One in four women will become victims of sexual assault during their college years, and one in five women overall have experienced rape during their lifetime.
“This statistic is pretty staggering, especially when you consider the odds of it happening to someone you know,” said senior entrepreneurship major Vinnie Paolizzi.
This semester, Paolizzi and his five senior classmates Mike Dooley, a marketing major; Kevin Curran, a marketing major with a minor in entrepreneurship; Alex Polovoy, a marketing major with a minor in entrepreneurship; Kevin Quigley, a marketing major; and Conor Burke, a media studies and production major with a minor in business studies, are working on the 10-10-10 Project with Jean Wilcox from the Fox School of Business.
With 10-10-10, students start out with $10 and attempt to multiply it by 10 as many times as possible to raise money for certain charities and causes. These students teamed up with ROAR for Good, a company that produces fashionable and smart jewelry to help women caught in dangerous situations, according to its website.
ROAR for Good was founded by Yasmine Mustafa and Anthony Gold. Mustafa, a 2006 Temple alumna who majored in entrepreneurship, is the company’s CEO.
“I was shocked and grateful when they reached out to us,” Mustafa said. “Men have a different platform than women and are often more likely to be listened to when they voice their concern about these issues.”
Curran pitched the idea of working with ROAR, and the five others jumped on board. The group agreed more male students involved would hopefully provide a different perspective on the issue of sexual assault and make others perceive it differently.
They were motivated to raise awareness because they all have important women in their lives, whether they are sisters, mothers or close friends.
“We feel it’s a very strong issue here because Temple always has the negative stigma that it’s a good school, but located in a dangerous area,” Dooley said.
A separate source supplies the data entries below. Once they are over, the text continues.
PR #7162, opened 2025-05-30
fix(core): deserialize malformed types in tx (#19446)

### LINKED ISSUE #7081: [core,types] Deserialize malformed types in tx · MystenLabs/sui@6d8ceed
fix(core): deserialize malformed types in tx (#19446) · MystenLabs/sui@6d8ceed 

fix (protocol change)

- some changes are already merged (e.g., external crates), the rest should be implemented

TheMrAI:
# Description of change

Based on [changes](https://github.com/MystenLabs/sui/commit/6d8ceed4d727a6c9ce9f5879b3cd1b2e8605affa).
(For original description see the ticket.)

Most APIs, command line tools simply do not allow the user to construct syntactically incorrect transaction, but there are APIs which do. Namely ones in which users can send in an already prepared transaction as a byte sequence.

```
Usage: iota client execute-signed-tx [OPTIONS] --tx-bytes <TX_BYTES>
```

or the GraphQL API:

```
[executeTransactionBlock](https://graphql.testnet.iota.cafe/#)(
txBytes: [String](https://graphql.testnet.iota.cafe/#)!
signatures: [[String](https://graphql.testnet.iota.cafe/#)!]!
): [ExecutionResult](https://graphql.testnet.iota.cafe/#)!
```

or the Json RPC API:

```
iota_executeTransactionBlock
```

In terms of this change the cases in which an invalid **module** or **function** identifier manages to sneak through the checks the system would have deemed it a valid transaction, but it would have failed during execution. Because of this
it would have cost gas, forcing it the invalid transaction to be stored on-chain. This would cause downstream interfaces
to fail while trying to access the invalid transaction.

For example calling this is a correct call for the clock timestamp:
`cargo run -p iota -- client call --package 0x2 --module clock --function timestamp_ms --args 0x6`
While this would be incorrect:
`cargo run -p iota -- client call --package 0x2 --module _ --function timestamp_ms --args 0x6`

Now if you tried to execute the second function you would notice that the call fails as the tool properly protects the user. But if you manage to construct a byte sequence containing the same function call with an underscore as a module name, you could sign it and send it in (through the raw byte interfaces), and get the above described issue.

This change aims to mitigate these issues. Now the **module** and **function** identifiers are checked for being syntactically valid identifiers, so after the new protocol version, no more transactions can be logged on-chain.
Furthermore the GraphQL API has been modified so that it won't crash while trying to parse such an invalid entry.

We have added an e2e test for checking the modified behavior. 

fixes #7081 

## Type of change

Regenerate crates/iota-core/tests/staged/iota.yaml:
`cargo run -p iota-core --example generate-format -- print > crates/iota-core/tests/staged/iota.yaml`

Regenerate crates/iota-graphql-rpc/tests/snapshots/snapshot_tests__schema_sdl_export.snap
`cargo nextest run -p iota-graphql-rpc --features pg_integration --no-fail-fast --test-threads 1`

Regenerate/update iota-protocol-config snapshots:
`cargo nextest run -p iota-protocol-config`

Run iota-graphql-e2e-tests:
`cargo nextest run -p iota-graphql-e2e-tests --features pg_integration`

The new e2e tests:
`cargo nextest run -p iota-e2e-tests --test tx_bytes_validity_check`

### Release Notes

- [x] Protocol: Transactions that include invalid types will not be
signed by validators from protocol 10 onwards.
- [ ] Indexer:
- [ ] JSON-RPC:
- [x] GraphQL: `MoveType` can fail to provide a layout or abilities in
cases where it represents an invalid type.
- [ ] CLI:
- [ ] Rust SDK:
- [ ] REST API:


crates/iota-core/src/generate_format.rs
```diff
@@ -114,79 +140,105 @@ fn get_registry() -> Result<Registry> {
...
+    let si = StructInput {
+        address: AccountAddress::ZERO,
+        module: "foo".to_owned(),
+        name: "bar".to_owned(),
+        type_params: vec![TypeInput::Bool],
+    };
+    tracer.trace_value(&mut samples, &si).unwrap();
+
+    let event = iota_types::event::Event::random_for_testing();
+    tracer.trace_value(&mut samples, &event).unwrap();
```
TheMrAI, line 212: Event sample added as it contains an Identifier.

crates/iota-graphql-rpc/src/types/query.rs
```diff
@@ -560,6 +559,15 @@ impl Query {
             }))
     }
 
+    // TODO <- patch this after [aebab3c](https://github.com/MystenLabs/sui/commit/aebab3cf3218a8893417209fecc834c23619e780#diff-dc915efeed8b11d1f192223812017db449f824f2df0043dd95e207e75b0ba70e)
```
TheMrAI: Do we want such a comment to be included?
I have put in as a marker, but I don't like it.

crates/iota-package-resolver/src/lib.rs
```diff
@@ -1727,6 +1732,38 @@ fn ident(s: &str) -> Result<Identifier> {
     Identifier::new(s).map_err(|_| Error::NotAnIdentifier(s.to_string()))
 }
 
+pub fn as_type_tag(type_input: &TypeInput) -> Result<TypeTag> {
```
TheMrAI, line 1795: !!! This function is the same function as as_type_tag and into_type_tag from crates/iota-types/src/type_input.rs.
This triplication is very unnecessary and error prone. What would you prefer?
We keep one `as_type_tag(&self)` implemented in type_inputs.rs or the more Rustecean TryFrom (or TryInto if we don't have visibility).

I think it is prudent to stay with as_type_tag(&self) to keep future pulls a bit simpler. WDYT?

TheMrAI:
Please take care while reviewing this PR. I can't possible guarantee that no invariants got broken.

crates/iota-core/src/generate_format.rs
miker83z: Is this needed? I think the result would be the same if the Event was not explicitly put here.

crates/iota-package-resolver/src/lib.rs
miker83z: I vote for moving the logic into 1 new function and keeping the 3 function signatures as these are (pls, first check if maybe ths was done in a more recent upstream commit)

crates/iota-graphql-rpc/src/types/query.rs
miker83z: I guess it is fine for now!

crates/iota-core/src/generate_format.rs
TheMrAI: Unfortunately it is, otherwise the tracer will fail as it will not find a valid sample for the Identifier inside the Event.
It will try to serialize an empty string, upon which it will fail as that is forbidden within the Identifier.

crates/iota-types/src/type_input.rs
```diff
@@ -0,0 +1,378 @@
+// Copyright (c) Mysten Labs, Inc.
+// Modifications Copyright (c) 2024 IOTA Stiftung
```
jkrvivian:
```suggestion
// Modifications Copyright (c) 2025 IOTA Stiftung
```

jkrvivian (changes requested):

crates/iota-package-resolver/src/lib.rs
TheMrAI: Only managed to eliminate one of the triplets. This one would be too costly to fix.
For details see the Commits.

crates/iota-core/src/generate_format.rs
miker83z: Tested locally after the rebase, I still don't get why on Sui a sample for the Identifier is not needed here.

crates/iota-types/src/iota_sdk2_conversions.rs
```diff
@@ -1766,21 +1778,19 @@ impl TryFrom<Command> for crate::transaction::Command {
...
-                        .collect::<Result<_, _>>()?,
-                    arguments: move_call.arguments.into_iter().map(Into::into).collect(),
-                }))
-            }
+            Command::MoveCall(move_call) => Self::move_call(
+                move_call.package.into(),
+                crate::Identifier::new(move_call.module.as_str())
+                    .expect("invalid move call module identifier"),
+                crate::Identifier::new(move_call.function.as_str())
+                    .expect("invalid move call function identifier"),
```
Thoralf-M: Why expect here and not return an error?

jkrvivian (approved):

sdk/typescript/src/graphql/generated/2025.2/schema.graphql
miker83z, line 1: Please, remove these changes and create an issue for the tooling team to update this schema.

crates/iota-graphql-rpc/schema.graphql
```diff
@@ -343,7 +343,6 @@ String representation of an arbitrary width, possibly signed integer.
 """
 scalar BigInt
 
-
```
miker83z, line 346: Could you check if, when producing the schema locally, it contains these blank spaces or not?

crates/iota-core/src/generate_format.rs
miker83z: Could you point me to the part of the Event that is different in respect to upstream?

TheMrAI: You are right. I confused it with something else. Investigating.

TheMrAI: So for the time being I have checked the serde-reflection versions.
If I downgrade to serde-reflection 0.3.6 (same if I exactly copy the version pattern from sui and use 0.3.6 globally but for external crates 0.3.2) then we get error:

```
thread 'main' panicked at crates/iota-core/src/generate_format.rs:208:46:
called `Result::unwrap()` on an `Err` value: Custom("Failed to deserialize value: \"invalid value: integer `11`, expected variant index 0 <= i < 11\"") 
```
And it would point to the `tracer.trace_type::<TypeInput>(&samples).unwrap();` which is rather odd. Has 11 variants yes, why is it trying to serialize with the 11th?

If I upgrade to serde-reflection 0.5 then we get different error: 
```
thread 'main' panicked at crates/iota-core/src/generate_format.rs:318:35:
called `Result::unwrap()` on an `Err` value: MissingVariants(["CheckpointCommitment", "ConsensusDeterminedVersionAssignments", "GenesisObject", "TransactionData"])
```

But Sui is on version 0.3.6 and they don’t need Event sample and even if I update it to
0.4 it still passes. 
If I update their version to 0.5 they will error with:
```
thread 'main' panicked at crates/sui-core/src/generate_format.rs:248:35:
called `Result::unwrap()` on an `Err` value: MissingVariants(["CheckpointCommitment", "ConsensusDeterminedVersionAssignments", "GenesisObject", "TransactionData"])
```

As of now it is really unclear why this discrepancy occurs, nor is it trivially visible which type in the chain may cause an issue. My best guess is that perhaps serde-reflection isn't entirely stable and some subtle type differences may cause the problems.

crates/iota-graphql-rpc/schema.graphql
TheMrAI: It does not, I had to regenerate the schema and those spaces got deleted.

crates/iota-types/src/iota_sdk2_conversions.rs
TheMrAI: That behavior wasn't changed as per the feature pull. If at all possible we shouldn't change code when pulling changes or did you mean something else?

Thoralf-M: Ah it's the Command of the other SDK, then expect should be fine

sdk/typescript/src/graphql/generated/2025.2/schema.graphql
TheMrAI: Of course, but could you provide more context why?
I am not even sure why this change is here.

crates/iota-core/src/generate_format.rs
```diff
@@ -132,79 +150,105 @@ fn get_registry() -> Result<Registry> {
...
+
+    let si = StructInput {
+        address: AccountAddress::ZERO,
+        module: "foo".to_owned(),
+        name: "bar".to_owned(),
+        type_params: vec![TypeInput::Bool],
+    };
+    tracer.trace_value(&mut samples, &si).unwrap();
+
+    let event = iota_types::event::Event::random_for_testing();
```
TheMrAI: This Event sample shouldn't be necessary, but we must put it in otherwise serde-reflection will fail for us.
There is already an Event at the bottom of this file, we could move that up here or just leave a comment with this that it is here to workaround serde-reflection inconsistencies.

Now supplying another sample will not break anything, so the presence of this line shouldn't affect the outputs.

TheMrAI:
Please let me know what other tests should be executed.

crates/iota-graphql-rpc/src/types/move_type.rs
```diff
@@ -143,87 +143,98 @@ impl MoveType {
...
+        };
+
+        Ok(Some(MoveTypeLayout::try_from(layout).extend()?))
     }
 
-    /// The abilities this concrete type has.
-    async fn abilities(&self, ctx: &Context<'_>) -> Result<Vec<MoveAbility>> {
+    /// The abilities this concrete type has. Returns no abilities if the type
+    /// is invalid.
+    async fn abilities(&self, ctx: &Context<'_>) -> Result<Option<Vec<MoveAbility>>> {
```
kodemartin: You can return an empty `Vec` if the type is invalid. This way we preserve the existing guarantees of the API.

crates/iota-graphql-rpc/src/types/move_type.rs
```diff
@@ -143,87 +143,98 @@ impl MoveType {
     }
 
     /// Structured representation of the "shape" of values that match this type.
-    async fn layout(&self, ctx: &Context<'_>) -> Result<MoveTypeLayout> {
+    /// May return no layout if the type is invalid.
+    async fn layout(&self, ctx: &Context<'_>) -> Result<Option<MoveTypeLayout>> {
```
kodemartin: Instead of making this a nullable value for the API, I would suggest that you add a `MoveTypeLayout::InvalidType` variant and return that instead of `None`.

crates/iota-graphql-rpc/src/types/query.rs
kodemartin: I would rather suggest to create a tracking issue and remove the comment.

kodemartin (changes requested):
Left a couple of suggestion requiring minor revisions in `iota-graphql-rpc`. Other than that it looks good for the infra crates.

sdk/typescript/src/graphql/generated/2025.2/schema.graphql
TheMrAI: Never mind, got the context.

crates/iota-graphql-rpc/src/types/move_type.rs
```diff
@@ -143,87 +144,98 @@ impl MoveType {
...
+            ))
+        })?))
     }
 
     pub(crate) async fn abilities_impl(
         &self,
         resolver: &PackageResolver,
-    ) -> Result<AbilitySet, Error> {
-        resolver.abilities(self.native.clone()).await.map_err(|e| {
+    ) -> Result<Option<AbilitySet>, Error> {
```
kodemartin, line 201: Nit: If you maintain the signature here as well you might not need to refactor the calling function above at all.

crates/iota-graphql-rpc/src/types/move_type.rs
```diff
@@ -143,87 +144,98 @@ impl MoveType {
...
-        resolver
-            .type_layout(self.native.clone())
-            .await
-            .map_err(|e| {
-                Error::Internal(format!(
-                    "Error calculating layout for {}: {e}",
-                    self.native.to_canonical_display(/* with_prefix */ true),
-                ))
-            })
+    ) -> Result<Option<A::MoveTypeLayout>, Error> {
```
kodemartin, line 185: Nit: If you maintain the signature here as well you might not need to refactor the calling function above at all.

kodemartin (approved):
looks good @TheMrAI ! Left a couple of nitpicks that you may or may not consider further. Thank you!

piotrm50 (approved):

miker83z (approved):
LGTM!

crates/iota-core/src/generate_format.rs
```diff
@@ -56,6 +57,23 @@ use serde_reflection::{Registry, Result, Samples, Tracer, TracerConfig};
...
+/// The process is not automatic though, so all types that should
+/// be tracked must be presented to the [Tracer]. Whenever possible the
+/// [Tracer::trace_type] function should be used, but in cases when
+/// custom [serde::Deserialize] is implemented for a type with additional
+/// restrictions a [Tracer::trace_value] is likely necessary, so that [Tracer]
+/// may verify the type formats. This later requirement seems to be transitive.
+///
+/// For example **TypeA** implements a custom serializer, hence necessitating
+/// the use of [Tracer::trace_value], then every type that contains **TypeA**
+/// will require a sample to be provided.
```
valeriyr, line 76: Should we change the line:
```
// tracer.trace_value(&mut samples, ...)?;
```
to
```
// tracer.trace_value(&mut samples, ...).unwrap();
```
in the comment below?

crates/iota-graphql-rpc/src/types/move_type.rs
TheMrAI: I see your point, but am rather torn.

For one I try to stay as close to the feature pull as possible, even if I don't like it.
If I keep the original interface, then I can't really signal this new special case, because here it could only be an Error (in which case I would have to introduce a new type or match on its context above so that the empty vector could be returned).
Since, these aren't really that `pub` public functions, I could refactor abilities_impl, abilities function and the rest of the call sites to make it cleaner, but I feel that isn't in the scope of this PR.

The similar goes to the above layout you mentioned.

What do you think? I am not against fixing it, but probably would be best done in a follow up PR. This one is already a bit too complicated.

crates/iota-core/src/generate_format.rs
valeriyr: @TheMrAI @miker83z Looks like the problem is in the `GenesisTransaction` type, it doesn't contain events in Sui.
So, I think, the correct way to fix this issue should be to move the event tracing above this line:
```
tracer.trace_type::<TransactionKind>(&samples).unwrap();
```

valeriyr (approved):
The only point is that the extra event tracing can be removed. Otherwise, everything looks good to me.

crates/iota-core/src/generate_format.rs
TheMrAI: Agreed @valeriyr, moved the line.

crates/iota-core/src/generate_format.rs
TheMrAI: We can, but it will still be misleading, because the with the changes introduced in: https://github.com/iotaledger/iota/commit/ef3cd55a6427cdbf0c111336f4882cb94727f6d6
we already broke the separation that there is a trace values section followed by a trace types section.
This is how the code is in sui, and I have attempted to resolve the order for us, but it would introduce other tracing failures which didn't seem worth fixing.

Rather difficult to fix any problem with the current constraints.

TheMrAI: Not to mention that unwrapping is a downgrade in all honesty. When I was tracking down the issue it turned out that you can ask serde to provide some explanation for the failure which was admittedly a bit generic, but helpful non the less.
However, with this panicing unwrap, such niceties are lost.

crates/iota-core/src/generate_format.rs
miker83z: @TheMrAI we can close #7384, no?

Because of ROAR’s startling rape statistics and the recent sexual assault of a Temple student, the five students involved feel people on campus need to become more educated on sexual violence against women.
ROAR’s first product, Athena, is aimed at helping women feel safe and empowered while reducing possible instances of sexual assault. When feeling threatened, users can push the button on the device to activate an alarm and send alerts from their smartphone to the authorities and to a preset emergency contact list.
Five percent of Athena’s sales will be donated to nonprofits centered around women’s protection to raise awareness and educate others. The public can pre-order Athena starting today and it will become available March 2016.
This past Wednesday, Oct. 14, the six students held a Quizzo event at Maxi’s to promote ROAR’s mission and raise money for its manufacturing costs. The bar had various drink specials and contributed a small donation.
Later this semester, they hope to set up a table at one of Philadelphia’s Run215 5k races to raise awareness for women who get assaulted during runs.
“We want to branch out and not only stick to the issues on college campuses,” Dooley said.
Gold feels more men taking a stand for women’s rights and safety needs to become normal behavior.
“It’s inspiring to see young men stepping up,” Gold said. “We call these things ‘women’s issues,’ but they are society’s issues.”
Paolizzi said they should stand up as women’s allies in order to cause any radical changes.
“This is a really big issue that needs a lot of rethinking and reforming in their heads,” he said. “The culture surrounding college guys needs to change in a lot of different ways.”